• TASK GOAL: Each line of the data must be reproduced as it appears.

Stored data

____

PR #1813, opened 2024-09-07
pyproject: fully migrate to pyproject.toml from setup.py (bug 1917431)

saschanaz:
Did not remove setup.py as black requires one. (Followng the compatibility block in https://setuptools.pypa.io/en/latest/userguide/pyproject_config.html)

Restricting to `setuptools>=61` as it's the first version supporting pyproject.

Restricting to `requires-python = ">= 3.8.1"` as flake8 complained about mismatching python requirement.


pyproject.toml
```diff
@@ -20,3 +20,80 @@ multi_line_output = 3
...
+  "pytest-qt==4.4.0",
+]
+linters = [
+  "flake8>=6.0.0",
+  "flake8-black",
+  "glean-parser",
+  "isort",
+  "mccabe",
+  "pyflakes",
+]
```
zzzeid, line 92: I think for the most part, this section of the code will not actually be used and adding it might make it harder to maintain these lists. E.g., the "gui" is built via pyinstaller, and distributed via GitHub in CI (based on the requirements files), and the dev/linters is also installed the same way. What do you think?

setup.py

____

• RESULT OF THE TASK:
PR #1813, opened 2024-09-07
pyproject: fully migrate to pyproject.toml from setup.py (bug 1917431)

saschanaz:
Did not remove setup.py as black requires one. (Followng the compatibility block in https://setuptools.pypa.io/en/latest/userguide/pyproject_config.html)

Restricting to `setuptools>=61` as it's the first version supporting pyproject.

Restricting to `requires-python = ">= 3.8.1"` as flake8 complained about mismatching python requirement.


pyproject.toml
```diff
@@ -20,3 +20,80 @@ multi_line_output = 3
...
+  "pytest-qt==4.4.0",
+]
+linters = [
+  "flake8>=6.0.0",
+  "flake8-black",
+  "glean-parser",
+  "isort",
+  "mccabe",
+  "pyflakes",
+]
```
zzzeid, line 92: I think for the most part, this section of the code will not actually be used and adding it might make it harder to maintain these lists. E.g., the "gui" is built via pyinstaller, and distributed via GitHub in CI (based on the requirements files), and the dev/linters is also installed the same way. What do you think?

setup.py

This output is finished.